Task description: Select the lines below containing the word "displays".

[Start of Attachment]

PR #1330, opened 2026-05-29
use mipmapping when gpu-scaling textures

barbeque-squared:
I knew there was something missing from #1165. I knew the cover images on my local builds weren't that blocky, but pardon me not finding that particular needle in an almost-6000 line diff haystack on the first try. note that these are pretty bad examples as these covers are actually quite large, it looks _much_ better on 1080p (especially the text is much sharper then)

GL_LINEAR (old code)
screenshot0071

GL_LINEAR_MIPMAP_LINEAR (this PR)
screenshot0072

NB: #1213 appears to also also do something to UTexture in a similar regard, but it's more advanced and I don't exactly know what some of the things in there are doing. The best link I can give you is https://github.com/dgruss/USDX/commit/66dd9098c4e28b2964a6daa15e14c0a44871874c#diff-43d61e4155c65a983e9091e0c5297c03e075a69b6946addbe9bf608222b23061 also screenshotted below, because I don't trust github to keep that working in case of a force-push:
2026-05-29-134840_843x768_scrot

I'm open to integrating the relevant bits into this PR. I don't know if I can blindly call glGenerateMipmaps but I've been running with this for probably over 3 years now.

### DIFF
--- a/src/base/UTexture.pas
+++ b/src/base/UTexture.pas
@@ -342,7 +342,7 @@ begin
   glGenTextures(1, @ActTex);
 
   glBindTexture(GL_TEXTURE_2D, ActTex);
-  glTexParameteri(GL_TEXTURE_2D, GL_TEXTURE_MIN_FILTER, GL_LINEAR);
+  glTexParameteri(GL_TEXTURE_2D, GL_TEXTURE_MIN_FILTER, GL_LINEAR_MIPMAP_LINEAR);
   glTexParameteri(GL_TEXTURE_2D, GL_TEXTURE_MAG_FILTER, GL_LINEAR);
   glTexParameteri(GL_TEXTURE_2D, GL_TEXTURE_WRAP_S, GL_CLAMP_TO_EDGE);
   glTexParameteri(GL_TEXTURE_2D, GL_TEXTURE_WRAP_T, GL_CLAMP_TO_EDGE);
@@ -360,6 +360,7 @@ begin
   begin
     glTexImage2D(GL_TEXTURE_2D, 0, 3, newWidth, newHeight, 0, GL_RGB, GL_UNSIGNED_BYTE, TexSurface.pixels);
   end;
+  glGenerateMipmap(GL_TEXTURE_2D);
 
   // setup texture struct
   with Result do


dgruss:
I refactored #1213 so that the changes there are more clearly separated into commits. 1213 is the more complete implementation of the same fix:

- 1330 only calls `glGenerateMipmap`, while 1213 also supports `glGenerateMipmapEXT`. That matters for older GL setups where the extension entry point may be available even if the core function is not.
- 1330 only changes `LoadTexture`; 1213 applies the same sampling setup to `CreateTexture` as well. That keeps file-loaded textures and created/generated textures using the same filtering rules instead of fixing only one texture path.
- 1330 hardcodes the texture parameters inline; 1213 factors this into `ApplyTextureSampling`. That avoids having the same GL state setup duplicated and drifting between texture creation paths later.

- 1213 contains a ton of upscaled textures, because that's where I started from
- 1213 also contains the small theme/layout fixes needed by the upscaled assets, for example explicit select arrow dimensions and preserving avatar viewport geometry when replacing textures. Without those, some textures render at unintended sizes or change layout behavior because the new source images have different dimensions. The theme was simply not explicit enough so far but implicitly just using the texture's image width and height.

I also adjusted 1213 so it no longer selects `GL_LINEAR_MIPMAP_LINEAR` if neither `glGenerateMipmap` nor `glGenerateMipmapEXT` is available. In that fallback case it keeps `GL_LINEAR`, so we do not request mipmap sampling without generated mipmaps.

I can split out the upsampling commit out of 1213 or you merge the corresponding mipmap commits here.

barbeque-squared:
> 1330 only changes LoadTexture; 1213 applies the same sampling setup to CreateTexture as well. That keeps file-loaded textures and created/generated textures using the same filtering rules instead of fixing only one texture path.

Because _of course_ there's two texture paths. And `glTexParameteri` is also strewn all throughout the code. I'm also not sure if we actually want mipmapping on the second path (CreateTexture) since that appears to be used by (at least) the webcam and I don't know if that comes with performance considerations. Obviously for avatars it would make more sense, but that's probably a result of avatar.db.

I'll probably just park this until at least the worst of the mess has been addressed first, or perhaps we just do the whole OpenGL issue first.

dgruss:
I removed the upscaled textures from #1213 and excluded the webcam. It's now about 100 loc.

dgruss:
i rebased #1213 to the new opengl code

barbeque-squared:
Closing because everything this does is also done by #1213

PR #1331, opened 2026-05-29
Fix crash on Alt+F4

dgruss:
Fixes a shutdown race seen when closing the game with Alt+F4.

The media teardown now closes the main audio playback stream before freeing auxiliary media resources such as sound effects and webcam state. It also uses `FreeAndNil` for owned media objects/streams so later teardown code cannot accidentally touch stale object references.


complexlogic (approved):
I can't reproduce the crash but the changes look fine.

PR #1334, opened 2026-06-02
Scale up theme textures for high-resolution displays

dgruss:
This PR replaces the existing Deluxe and Modern theme texture assets with higher-resolution AI-upscaled versions.

The change is intentionally asset-only: no engine, OpenGL, theme parser, or layout behavior changes are included here. The related texture sampling and theme sizing fixes are split out separately so they can be reviewed independently.

The goal is to make theme graphics look cleaner on higher-resolution displays and reduce visible single pixels when assets are scaled by the game.


dgruss:
future stuff, not relevant now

[End of Attachment]

Exercise solution:
Scale up theme textures for high-resolution displays
The goal is to make theme graphics look cleaner on higher-resolution displays and reduce visible single pixels when assets are scaled by the game.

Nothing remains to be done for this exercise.